Marry Me
- First edition
- Author: Dan Rhodes
- Cover artist: Joel Holland
- Language: English
- Genre: Short stories
- Publisher: Canongate Books (US)
- Publication date: 31 Jan 2013
- Publication place: United Kingdom
- Media type: Print & ebook
- Pages: 176
- ISBN: 0-85786-849-7

= Marry Me (short story collection) =

2013 short story collection by Dan Rhodes

Marry Me is a short story collection by British author Dan Rhodes. It was published in 2013 by Canongate Books. It is a sequel to his earlier collection Anthropology: And a Hundred Other Stories, moving the girlfriend relationships of the earlier book into the realm of marriage. It carries the strapline "Essential reading for anyone who is, has ever been, or might one day be married."

==Reception==
Reviews were positive:
- Stuart Evers in The Telegraph praises the collection, concluding "In Rhodes’s hands marriage is something between a fairy story and a night terror – a place where one can find oneself, or lose oneself. The single tone of the stories and the repetitions ends up working beautifully: just when you think you know where a story is going, Rhodes changes tack, adding something macabre to the romantic or something surreal to the melancholic...Few writers can match Rhodes gag for gag; fewer still can match his effortless creation of a fully realised fictional universe. And while it perhaps lacks the control and precision of Anthropology, Marry Me is a welcome return to the form."
- Kate Kellaway in The Observer is similarly impressed: "Going too far is Dan Rhodes's forte. The reader is constantly and pleasurably aware that he is not a safe pair of hands. This entertaining book should not be bought by any innocent purchaser as a hint of a marriage proposal to come (although Rhodes, who seems to like writing dangerously, would almost certainly disagree). The size of a prayer book, the contents are rum, original and seriously flippant. Shorter than the average short story and occasionally no longer than a couple of paragraphs or two or three sentences, these fictional conceits are about marriage, weddings, infidelity, fatal attraction – and the lack of it.

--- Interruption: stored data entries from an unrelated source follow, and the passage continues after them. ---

Issue #4841, opened 2024-04-05
Fix docs.rs build


elsirion:
https://docs.rs/crate/fedimint-core/0.3.0/builds/1175722

elsirion:
Broken:
* https://docs.rs/crate/fedimint-gw-client/latest
* https://docs.rs/crate/fedimint-gwv2-client/latest
* https://docs.rs/crate/fedimint-testing/latest
* https://docs.rs/crate/fedimint-recoverytool/latest
* https://docs.rs/crate/fedimint-server-tests/latest

PR #4908, opened 2024-04-10
chore(deps): bump reqwest to 0.12.5

tvolk131:
~~Bump everywhere except for `fedimint-cli` since it currently uses `lnurl-rs` v0.4.1 which uses `reqwest` v0.11 and causes an error here if we bump it, due to mismatching versions:~~ https://github.com/fedimint/fedimint/blob/a3b9990ebcc5690f67b6a8e8895d8a9024bab77c/fedimint-cli/src/client.rs#L679

~~Once a new version of `lnurl-rs` is published that uses `reqwest` v0.12, we should be able to bump them both together for `fedimint-cli` without issue~~

Edit: a new version of `lnurl-rs` has been published and we're now bumping `reqwest` to v0.12.3 across the entire codebase along with bumping `lnurl-rs` from v0.4.1 to v0.5.0

PR #4927, opened 2024-04-11
fix: docs.rs compilation error

dpc:
Re #4841

AFAIK this line is not neccessary, and `fedimint-core` always enables `sync` on `tokio`, which this conditional seems to be related to.

### DIFF
--- a/fedimint-core/src/util/broadcaststream.rs
+++ b/fedimint-core/src/util/broadcaststream.rs
@@ -15,7 +15,6 @@ use crate::util::BoxFuture;
 ///
 /// [`tokio::sync::broadcast::Receiver`]: struct@tokio::sync::broadcast::Receiver
 /// [`Stream`]: trait@futures::Stream
-#[cfg_attr(docsrs, doc(cfg(feature = "sync")))]
 pub struct BroadcastStream<T> {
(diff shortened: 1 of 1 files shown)


tvolk131:
Do we know where the discrepancy is? Is it worth filing a bug to add a CI check to prevent regressions?

dpc:
> Do we know where the discrepancy is? Is it worth filing a bug to add a CI check to prevent regressions?

Not really. It's just conditional compilation was hidding a directive that works only on nightly rust, etc. unlikely it will happen again, so I wouldn't overreact.

justinmoon (approved):

elsirion (approved):

dpc:
Flake. Back to the merge queue.

tvolk131:
> Flake.

Looks like a timeout - would it be worth bumping the threshold again like #3269 did? (But also for CI)

tvolk131:
FWIW I ran into a timeout while submitting #4908 earlier today as well: https://github.com/fedimint/fedimint/pull/4908#event-12453913496

dpc:
> Looks like a timeout - would it be worth bumping the threshold again like #3269 did? (But also for CI)

Looks like test going wrong somewhere and getting stuck, I don't think bumping any timeouts will help. We need to diagnose and fix.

Rhodes's wilfully flat tone makes the way his stories dive into disaster and ricochet through romance much funnier. He has a comedian's talent for the deadpan."
- Doug Johnstone in The Independent finishes with "Taken individually, the stories invariably raise a chuckle, usually accompanied by a wince and an involuntary acknowledgement of the truth behind the sloppy stuff of romance. But more impressively, when taken as a whole, Marry Me amounts to a bleak yet funny world view, as if P G Wodehouse and Graham Greene had got together to form a greetings card company.